Share your dilemmas and get honest opinions from other Mumsnetters.

To over/underreact to stalker?

4 replies

pensiveturtle · 12/03/2022 09:47

My DD is 24 and has been friends with this woman since they were in primary school. Her friend suffers from mental health problems and was sectioned when she was a teenager. Now she mostly manages but her marriage ending has been a huge trigger for her.

A couple of months ago DD’s friends behaviour changed. She’s a very sweet girl but she became argumentative and would ask DD whether she had been spreading rumours about her. They don’t have any mutual friends so DD isn’t clear who she would be talking to.

DD is godmother to her friends daughter, they’re very very close and would speak every day. When DD sensed her mood slipping she decided to step back as the constant arguing and worry was so stressful for her.

After over a month of no contact DD sent her flowers with a note that she was thinking of her last week. Her friend then sent all of DD’s friends requests on social media and then started posting she was being harassed. She’s not named DD but is indicating the flowers are from this stalker. She’s posted that police and lawyers are involved now as her and her daughter are at risk and that it’s been going on for months.

My DD is an absolute wreck. She’s been off her work all week as she’s terrified the police are going to kick in the door when she’s at work. She jumps every time the phone goes. We phoned the stalking helpline who said nothing would be done about someone sending flowers on one occasion when there has been no actual fallout and there’s zero evidence.

They suggested we go to the police but “all” her friend has done is making accusations but not naming her on social media.

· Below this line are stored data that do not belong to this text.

PR #782, opened 2021-03-23
ajm/778 cmakelists changes

### LINKED ISSUE #778: curl-dev, tbb-dev and uuid-dev dependencies are not specified in CMakeLists.txt
The dependencies curl-dev, tbb-dev and uuid-dev are needed to compile carta-backend, however cmake command doesn't complain about those dependencies when they are missing, but instead one gets an error at compilation time.
It would be useful that the CMakeLists.txt file contains the proper FIND_PACKAGE directives so that those dependencies are found at configuration time.

ajm-ska:
I have added cmake checks for:
`curl`
`pugixml`
`tbb`
`uuid`
`zfp`
`zstd`
Plus a check for `gtest` if the user wishes to build with `-Dtest=on`

For some reason we needed to use `PKG_SEARCH_MODULE` instead of `FIND_PACKAGE` for UUID.
Also to be both Mac and Linux compatible, we needed to do the same trick as gRPC for both ZSTD and TBB. i.e. the using both PKG_SEARCH_MODULE and FIND_PACKAGE.

I have also temporarily modified the CircleCI config.yml to exclude the Timer related tests.

> ./carta_backend_tests --gtest_output=xml --gtest_filter=-"TimerTest*"

I have done this because otherwise the TimerTests keep fail by taking an unusual amount of time. I suspect this due to a limitation on our free CircleCI plan. We are currently well over our free weekly quota of 2500 credits. Although we are over the limit, the Circle CI build and tests still run, they just appear to be very slow.

This should close #778


confluence:
`libcurl4-openssl-dev` or `libcurl4-gnutls-dev` is required to build on Ubuntu. We include `curl/curl.h`.

ajm-ska:
> `libcurl4-openssl-dev` or `libcurl4-gnutls-dev` is required to build on Ubuntu. We include `curl/curl.h`.

I know that now. 
I have already modified the CMakeLists.txt file so that cmake can correctly search for curl:
`FIND_PACKAGE(CURL REQUIRED)`

CMakeLists.txt
```diff
@@ -44,6 +44,37 @@ endif ()
...
 set(CMAKE_EXPORT_COMPILE_COMMANDS ON)
 
+FIND_PACKAGE(CURL REQUIRED)
+FIND_PACKAGE(PUGIXML REQUIRED)
+FIND_PACKAGE(ZFP REQUIRED)
+FIND_PACKAGE(PkgConfig REQUIRED)
+
+PKG_SEARCH_MODULE(UUID REQUIRED uuid)
+if (UUID_FOUND)
+    message(STATUS "Found uuid using pkg-config")
```
veggiesaurus, line 78: shouldn't we actually use the found paths in our include and lib variables?

ajm-ska:
@veggiesaurus Do you mean like the above commit? I think it makes the CMakeLists.txt unnecessarily long and complicated. The found paths are used anyway further down in the file in the `set(LINK_LIBS` block.
But if you like it that way, I can extend all the other FIND_PACKAGE lines too:

FIND_PACKAGE(CURL REQUIRED)
FIND_PACKAGE(PUGIXML REQUIRED)
FIND_PACKAGE(ZFP REQUIRED)
FIND_PACKAGE(PkgConfig REQUIRED)
FIND_PACKAGE(HDF5)
FIND_PACKAGE(Protobuf REQUIRED)
FIND_PACKAGE(Threads)

veggiesaurus:
> @veggiesaurus Do you mean like the above commit? I think it makes the CMakeLists.txt unnecessarily long and complicated. The found paths are used anyway further down in the file in the `set(LINK_LIBS` block.
> But if you like it that way, I can extend all the other FIND_PACKAGE lines too:
> 
> FIND_PACKAGE(CURL REQUIRED)
> FIND_PACKAGE(PUGIXML REQUIRED)
> FIND_PACKAGE(ZFP REQUIRED)
> FIND_PACKAGE(PkgConfig REQUIRED)
> FIND_PACKAGE(HDF5)
> FIND_PACKAGE(Protobuf REQUIRED)
> FIND_PACKAGE(Threads)

Sorry, I meant doing something like `INCLUDE_DIRECTORIES(${UUID_INCLUDE_DIR})`, in case the include files are in a non-standard location. Or is that not required? Perhaps we should be using the "config" approach, as suggested here? https://stackoverflow.com/a/20857070/1727322

ajm-ska:
@veggiesaurus Maybe I'm doing it wrong, but I don't think the "config" approach works so well in our case.

If I do, for example, `FIND_PACKAGE(CURL CONFIG REQUIRED)` it tries to look for `CURLConfig.cmake`.

> CMake Error at CMakeLists.txt:47 (FIND_PACKAGE):
>   Could not find a package configuration file provided by "CURL" with any of
>   the following names:
> 
>    CURLConfig.cmake
>    curl-config.cmake
> 
>   Add the installation prefix of "CURL" to CMAKE_PREFIX_PATH or set
>   "CURL_DIR" to a directory containing one of the above files.  If "CURL"
>   provides a separate development package or SDK, be sure it has been
>   installed.

Such "Config.cmake" files do not seem to exist for libraries simply installed by the package managers (apt, yum, brew). Almost all our libraries are most easily installed by the package manager.

The previous `FIND_PACKAGE(CURL REQUIRED)` seems to work fine:

> -- Found CURL: /usr/lib/x86_64-linux-gnu/libcurl.so (found version "7.47.0") 

The "Config.cmake" files only seem to exist for libraries that we must install from source e.g. `FIND_PACKAGE(ZFP CONFIG REQUIRED)` works: 

> -- Found ZFP: /usr/local/lib/cmake/zfp/zfp-config.cmake (found version "0.5.5") 

At this stage, zfp is the only package (besides carta-casacore) that we need to install from source (Although not anymore on ubuntu thanks to the PPAs). However, it looks like it works with the PPA installed version too. So I have only left in "config" for zfp:
> FIND_PACKAGE(ZFP CONFIG REQUIRED)

ajm-ska:
Thanks to @kswang1029 for noticing that we should search for wcslib and cfitsio too.

veggiesaurus (approved):
After doing a bit of a deep-dive into cmake over the last week, it looks like the appropriate thing to do is to call `find_package`, and then use `target_link_libraries(${TBB_LIBRARIES}` and so on to automatically add all the required libraries _and_ include dirs, but I think this is a separate issue outside of the scope of this PR.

My suggestion is for her to try and carry on as normal without contacting this woman. DD says she feels like a sitting duck waiting for something awful to happen but I strongly suspect her friend is unwell and trying to scare her.

OP posts:
Realitea · 12/03/2022 09:57

Yes I think her friend is unwell and if she did report to the police they don’t have enough evidence of being stalked to even take action. Even if the worst came to worst your dd would be questioned but it would soon become very clear that your dd is obviously not a stalker and it would be dropped. There definitely isn’t a solicitor involved, I can guarantee that!
Your daughter mustn’t worry. It’s not nice for false information to be on social media but if that’s as far as it goes it’s not so bad and her friends will realise the real story soon enough

pensiveturtle · 12/03/2022 09:59

@Realitea

Yes I think her friend is unwell and if she did report to the police they don’t have enough evidence of being stalked to even take action. Even if the worst came to worst your dd would be questioned but it would soon become very clear that your dd is obviously not a stalker and it would be dropped. There definitely isn’t a solicitor involved, I can guarantee that! Your daughter mustn’t worry. It’s not nice for false information to be on social media but if that’s as far as it goes it’s not so bad and her friends will realise the real story soon enough
Thank you. DD is quite an anxious person and this has had a horrible effect on her. The stalking helpline explained that even if the police wanted to speak to her it’s more likely they’d call her than come round. And that she’s done nothing wrong so her friend has no evidence to show.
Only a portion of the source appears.